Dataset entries
====================

PR #2097, opened 2017-06-19
[DHF-16] Added Health Check Implementation for Zigbee Button.

skt123:
@jackchi @ShunmugaSundar

Implemented Health check with default reporting interval of 10 mins.
CheckInterval : 22 mins

Please review and merge.

### DIFF
--- a/devicetypes/smartthings/zigbee-button.src/.st-ignore
+++ b/devicetypes/smartthings/zigbee-button.src/.st-ignore
@@ -1,0 +1,2 @@
+.st-ignore
+README.md
--- a/devicetypes/smartthings/zigbee-button.src/README.md
+++ b/devicetypes/smartthings/zigbee-button.src/README.md
@@ -1,0 +1,43 @@
+# ZigBee Button
+
+Cloud Execution
+
+Works with: 
+
+* [OSRAM LIGHTIFY Dimming Switch](https://support.smartthings.com/hc/en-us/articles/115000236823-SYLVANIA-Dimming-Switch)
+* [Iris Smart Button](https://support.smartthings.com/hc/en-us/articles/115000190186-Iris-Smart-Button)
+* [Iris KeyFob](https://support.smartthings.com/hc/en-us/articles/217409686-Iris-Smart-Fob)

====================

◆ **EXERCISE AIM**
The entries are to be retyped in full, with no alteration.

◆ **EXPECTED ANSWER**
PR #2097, opened 2017-06-19
[DHF-16] Added Health Check Implementation for Zigbee Button.

skt123:
@jackchi @ShunmugaSundar

Implemented Health check with default reporting interval of 10 mins.
CheckInterval : 22 mins

Please review and merge.

### DIFF
--- a/devicetypes/smartthings/zigbee-button.src/.st-ignore
+++ b/devicetypes/smartthings/zigbee-button.src/.st-ignore
@@ -1,0 +1,2 @@
+.st-ignore
+README.md
--- a/devicetypes/smartthings/zigbee-button.src/README.md
+++ b/devicetypes/smartthings/zigbee-button.src/README.md
@@ -1,0 +1,43 @@
+# ZigBee Button
+
+Cloud Execution
+
+Works with: 
+
+* [OSRAM LIGHTIFY Dimming Switch](https://support.smartthings.com/hc/en-us/articles/115000236823-SYLVANIA-Dimming-Switch)
+* [Iris Smart Button](https://support.smartthings.com/hc/en-us/articles/115000190186-Iris-Smart-Button)
+* [Iris KeyFob](https://support.smartthings.com/hc/en-us/articles/217409686-Iris-Smart-Fob)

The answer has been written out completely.